For more information about the underlying index, including historical performance information, see the accompanying preliminary pricing supplement.

 

Risk Considerations

The risks set forth below are discussed in more detail in the “Summary Risk Factors” section in the accompanying preliminary pricing supplement. Please review those risk factors carefully prior to making an investment decision.

 

·You may lose a significant portion or all of your investment.

·You will not receive any contingent coupon payment for any quarter in which the closing level of the underlying index is less than the downside threshold level on the related valuation date.

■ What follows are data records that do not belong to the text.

PR #625, opened 2016-12-07
Allow rbx-2 to fail without breaking Travis build.

ecnalyr:
- The rbx-2 buils fails most of the time on Travis, but not because of a problem with VCR’s codebase.
- Precedence?  Capistrano recently made the same change: https://github.com/capistrano/capistrano/pull/1784

I feel like the red Travis builds are making it _not fun_ to contribute to this project, trying to get our builds green.

This can be undone once rvm releases a new version that includes the fix merged into master that was discussed here: https://github.com/rvm/rvm/issues/3617

### DIFF
--- a/.travis.yml
+++ b/.travis.yml
@@ -12,3 +12,4 @@ rvm:
 matrix:
   allow_failures:
     - rvm: jruby-19mode
+    - rvm: rbx-2


ecnalyr:
An alternative to allowing failure would be to correct the failure by using a different version of rvm as seen here: https://github.com/vcr/vcr/pull/626

mcfiredrill:
Actually I'm pretty sure this is what broke the rbx-2 build:
https://github.com/vcr/vcr/pull/619

I could try reverting it, but honestly I don't really mind allowing the failure either as this is just kind of another obstacle to contributing in my mind. :\

ecnalyr:
Nah, the changes in #619 pr did not cause this problem.

Lots of people are having this issue with rbx-2 and travis right now (for a few months now, actually e.g. https://github.com/vmg/redcarpet/issues/580).

mcfiredrill:
@ecnalyr Thanks for letting me know.  I will merge this for now, at least we will have some green builds going forward.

·The initial index level, which has been set on the strike date, may be higher than the closing level of the underlying index on the pricing date.

·Higher contingent coupon rates are associated with greater risk.

·You may not be adequately compensated for assuming the downside risk of the underlying index.

·The securities may be automatically called prior to maturity, limiting your opportunity to receive contingent coupon payments.

·The securities offer downside exposure to the underlying index, but no upside exposure to the underlying index.

·The performance of the securities will depend on the closing level of the underlying index solely on the relevant valuation dates, which makes the securities particularly sensitive to the volatility of the underlying index.

·The securities are subject to the credit risk of Citigroup Global Markets Holdings Inc. and Citigroup Inc.

·The securities will not be listed on any securities exchange and you may not be able to sell them prior to maturity.

·The estimated value of the securities on the pricing date, based on CGMI’s proprietary pricing models and Citigroup Global Markets Holdings Inc.’s internal funding rate, will be less than the issue price.

·The estimated value of the securities would be lower if it were calculated based on Citigroup Global Market Holdings Inc.’s secondary market rate.

·The estimated value of the securities is not an indication of the price, if any, at which Citigroup Global Market Inc. or any other person may be willing to buy the securities from you in the secondary market.

·The value of the securities prior to maturity will fluctuate based on many unpredictable factors.

·Immediately following issuance, any secondary market bid price provided by Citigroup Global Market Inc., and the value that will be indicated on any brokerage account statements prepared by Citigroup Global Market Inc. or its affiliates, will reflect a temporary upward adjustment.

·Citigroup Global Market Holdings Inc.’s offering of the securities does not constitute a recommendation of the underlying index.

·Governmental regulatory actions, such as sanctions, could adversely affect your investment in the securities.

·The level of the underlying index may be adversely affected by Citigroup Global Market Holdings Inc.’s or its affiliates’ hedging and other trading activities.

·Citigroup Global Market Holdings Inc. and its affiliates may have economic interests that are adverse to yours as a result of the business activities of Citigroup Global Market Holdings Inc.’s affiliates.

·The calculation agent, which is an affiliate of Citigroup Global Market Holdings Inc., will make important determinations with respect to the securities.

·Adjustments to the underlying index may affect the value of your securities.

·The U.S. federal tax consequences of an investment in the securities are unclear.

 

Tax Considerations

You should review carefully the discussion in the accompanying preliminary pricing supplement under the heading “United States Federal Tax Considerations” concerning the U.S. federal tax consequences of an investment in the securities, and you should consult your tax adviser.